Collected data entries:
╭──

PR #296, opened 2023-09-09
Add MinimumKeepalive

thedevop:


werbenhu:
@thedevop You cannot directly modify the server's keepalive because you cannot synchronize it with the client. The client also needs to use this parameter to send ping packets.

thedevop:
For MQTT v5, the server will notify the client to use the MinimumKeepalive. But unfortunately for prior versions, there is no mechanism to notify the client. So we can either add a check for MQTT v5 only, or intentional not honoring the client setting.

thedevop:
@werbenhu , the more I think about it, this maybe unnecessary, especially this can not be enforced in < MQTT v5 without breaking the spec. Should I just close this PR?

werbenhu:
@thedevop I agree with @dgduncan  suggestion to add a Warn-level log, which would be better.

╰──

> **Required work**
Write down every line of the data exactly as it appears above.

> **The answer**
PR #296, opened 2023-09-09
Add MinimumKeepalive

thedevop:


werbenhu:
@thedevop You cannot directly modify the server's keepalive because you cannot synchronize it with the client. The client also needs to use this parameter to send ping packets.

thedevop:
For MQTT v5, the server will notify the client to use the MinimumKeepalive. But unfortunately for prior versions, there is no mechanism to notify the client. So we can either add a check for MQTT v5 only, or intentional not honoring the client setting.

thedevop:
@werbenhu , the more I think about it, this maybe unnecessary, especially this can not be enforced in < MQTT v5 without breaking the spec. Should I just close this PR?

werbenhu:
@thedevop I agree with @dgduncan  suggestion to add a Warn-level log, which would be better.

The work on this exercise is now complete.